Copy each line of the data below, character for character.

Saved data entries
════

PR #2829, opened 2024-03-20
Call detrand.Disable once and for all

bufdev:
I've officially had it. The final straw was that prototext was borked and there's no `json.Compact` equivalent for prototext. Making `detrand.Disable` an internal-only function was always a bad idea, and now even Google is working around it in major libraries: https://github.com/google/starlark-go/blob/ee8ed142361c69d52fe8e9fb5e311d2a0a7c02de/lib/proto/proto.go#L774

I'm not linking to the issue on protobuf-go as to not link this issue in, but ask internally if you want to know the issue here.

If `detrand.Disable` is renamed, we will get a build-time error:

```
github.com/bufbuild/buf/private/pkg/protoencoding.init.0: relocation target google.golang.org/protobuf/internal/detrand.DisableMisspelled not defined
```

And if they rename it, it will break Google's own code. I think this is relatively safe long-term, and the worst-case is we blow up at build-time (unless Google maliciously changes the function behavior, but of course they could do this for any function in an OSS library, so I think that is not in-bounds).

### DIFF
--- a/private/pkg/protoencoding/txtpb_marshaler.go
+++ b/private/pkg/protoencoding/txtpb_marshaler.go
@@ -32,9 +32,7 @@ func newTxtpbMarshaler(resolver Resolver) Marshaler {
 func (m *txtpbMarshaler) Marshal(message proto.Message) ([]byte, error) {
 	options := prototext.MarshalOptions{
 		Resolver: m.resolver,
-		// TODO: make this an option
-		Multiline: true,
-		Indent:    "  ",
+		Indent:   "  ",
 	}
 	return options.Marshal(message)
 }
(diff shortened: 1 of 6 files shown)


private/pkg/protoencoding/txtpb_marshaler.go
```diff
@@ -32,9 +32,7 @@ func newTxtpbMarshaler(resolver Resolver) Marshaler {
 func (m *txtpbMarshaler) Marshal(message proto.Message) ([]byte, error) {
 	options := prototext.MarshalOptions{
 		Resolver: m.resolver,
-		// TODO: make this an option
-		Multiline: true,
```
bufdev, line 36: Note that `Indent != ""` implies `Multiline` per the docs, this is just a cleanup.

akshayjshah (approved):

════

▶ FINISHED TASK
PR #2829, opened 2024-03-20
Call detrand.Disable once and for all

bufdev:
I've officially had it. The final straw was that prototext was borked and there's no `json.Compact` equivalent for prototext. Making `detrand.Disable` an internal-only function was always a bad idea, and now even Google is working around it in major libraries: https://github.com/google/starlark-go/blob/ee8ed142361c69d52fe8e9fb5e311d2a0a7c02de/lib/proto/proto.go#L774

I'm not linking to the issue on protobuf-go as to not link this issue in, but ask internally if you want to know the issue here.

If `detrand.Disable` is renamed, we will get a build-time error:

```
github.com/bufbuild/buf/private/pkg/protoencoding.init.0: relocation target google.golang.org/protobuf/internal/detrand.DisableMisspelled not defined
```

And if they rename it, it will break Google's own code. I think this is relatively safe long-term, and the worst-case is we blow up at build-time (unless Google maliciously changes the function behavior, but of course they could do this for any function in an OSS library, so I think that is not in-bounds).

### DIFF
--- a/private/pkg/protoencoding/txtpb_marshaler.go
+++ b/private/pkg/protoencoding/txtpb_marshaler.go
@@ -32,9 +32,7 @@ func newTxtpbMarshaler(resolver Resolver) Marshaler {
 func (m *txtpbMarshaler) Marshal(message proto.Message) ([]byte, error) {
 	options := prototext.MarshalOptions{
 		Resolver: m.resolver,
-		// TODO: make this an option
-		Multiline: true,
-		Indent:    "  ",
+		Indent:   "  ",
 	}
 	return options.Marshal(message)
 }
(diff shortened: 1 of 6 files shown)


private/pkg/protoencoding/txtpb_marshaler.go
```diff
@@ -32,9 +32,7 @@ func newTxtpbMarshaler(resolver Resolver) Marshaler {
 func (m *txtpbMarshaler) Marshal(message proto.Message) ([]byte, error) {
 	options := prototext.MarshalOptions{
 		Resolver: m.resolver,
-		// TODO: make this an option
-		Multiline: true,
```
bufdev, line 36: Note that `Indent != ""` implies `Multiline` per the docs, this is just a cleanup.

akshayjshah (approved):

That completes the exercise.